Less bombastic in his exhortations, President Joe Biden nevertheless also evokes the specter of China to urge a retreat from the failed policies of past administrations.

In his 2022 State of the Union address, Mr. Biden pledged to “transform America and put us on a path to win the economic competition of the 21st century that we face with the rest of the world — particularly China,” as if China were particularly responsible for razing the fortunes of the working class. He called on Congress to pass the Bipartisan Innovation Act, which, among its provisions, would subsidize domestic semiconductor production.

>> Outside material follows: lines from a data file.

PR #1617, opened 2016-12-20
Improve display container for different player sizes, states, and flags.

madikarizma:
* Refactored some code
* Heavily commented conditional selectors (otherwise can be confusing)
* Fixed JW7-3689 where display icon position on taller videos would be at bottom (fix is not possible if aspect ratio in config is set to make video taller and it is wide—unless we add another player flag)

Fixes #
JW7-3689

### DIFF
--- a/src/css/flags/time-slider-above.less
+++ b/src/css/flags/time-slider-above.less
@@ -17,7 +17,7 @@
 
     // then give dock some padding
     .jw-dock {
-      padding: 0 2px;
+      padding: 0 1%;
     }
 
   }
@@ -33,7 +33,7 @@
 
     // then give dock buttons some space between each other
     .jw-dock-button {
-      margin: 4px 2px;
+      margin: 2% 1%;
     }
 
   }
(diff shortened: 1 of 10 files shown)


src/css/imports/dock.less
```diff
@@ -6,14 +6,6 @@
     display: block;
     opacity: 1;
 
-    .jw-breakpoint-0 & {
```
egreaves: Good move removing time slider specific rules

src/css/flags/time-slider-above.less
```diff
@@ -2,28 +2,127 @@
...
-
-      .jw-controls {
-        background: none;
-      }
-
+    /* do not show the controls background linear gradient when video is idle
+    state (except when cast available and we show controls on idle state) or
+    playing state when user inactive (the gradient in other scenarios blocks
+    video from clashing with the video colors, making it easy to see/use) */
+    &.jw-state-idle:not(.jw-flag-cast-available) .jw-controls,
```
egreaves: I prefer nesting `.jw-controls` here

“It’s no wonder the Chinese Communist Party is literally lobbying — paying lobbyists — against this bill passing,” Mr. Biden said last month, seeming to suggest that the ideology at fault for deindustrialization is not neoliberalism but communism.

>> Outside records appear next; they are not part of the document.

PR #1623, opened 2016-12-21
Fix next up container overlapping with time slider

madikarizma:
At some breakpoints, next up container would overlap with time slider/controls when that breakpoint added padding to the control bar area. Padding has been removed to create consistency throughout all breakpoints. Next up code under time slider above flag has been moved to it's appropriate place.

Fixes #
JW7-3677


egreaves:
@madikarizma Next Up is much higher above the time slider at breakpoint 6+ than at lower breakpoints 
screen shot 2016-12-21 at 9 54 17 pm

PR #1638, opened 2016-12-27
Ad playback changes for new timeslider flag

madikarizma:
* Remove breakpoints.less now that all breakpoint code has been moved to appropriate places
* Fix ads/live flag UI for time slider above flag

To the extent that we regard anti-Asian violence as essentially a race problem, our search will tend to be for anti-racist solutions, like new hate crime legislation, that may not adequately account for the economic inequality behind the violence. In 2021, Mr. Biden signed the Covid-19 Hate Crimes Act, making the reporting of hate crimes easier and expediting the review process. Yet that same year, only seven of 233 anti-Asian attacks reported in New York City led to a guilty plea to a hate crime, according to a report released this year by the Asian American Bar Association of New York and dedicated to the memory of Mr. Chin

In 1982, Mr. Chin was made into a scapegoat not only for Japanese autoworkers and executives but also for a deteriorating way of life for those once solidly in the middle class but quickly falling out of it. Today, Asian Americans are not only the scapegoat for Xi Jinping or duplicitous Chinese C.E.O.s. We are also the scapegoat for a fading sense of well-being in a market-driven and hypercompetitive society. Anti-Asian violence will continue to be a fact of life so long as racist “yellow peril” messaging about China continues and is allowed to cover up the deep structural forces that have produced generational division and alienation in America. I hope Mr. Chin becomes an even more potent symbol of overdue justice not only for Asian Americans but for all Americans who know their worth is more than what racism and capitalism demand.

David Shih is a professor of English at the University of Wisconsin, Eau Claire, and the author of the forthcoming “Chinese Prodigal.”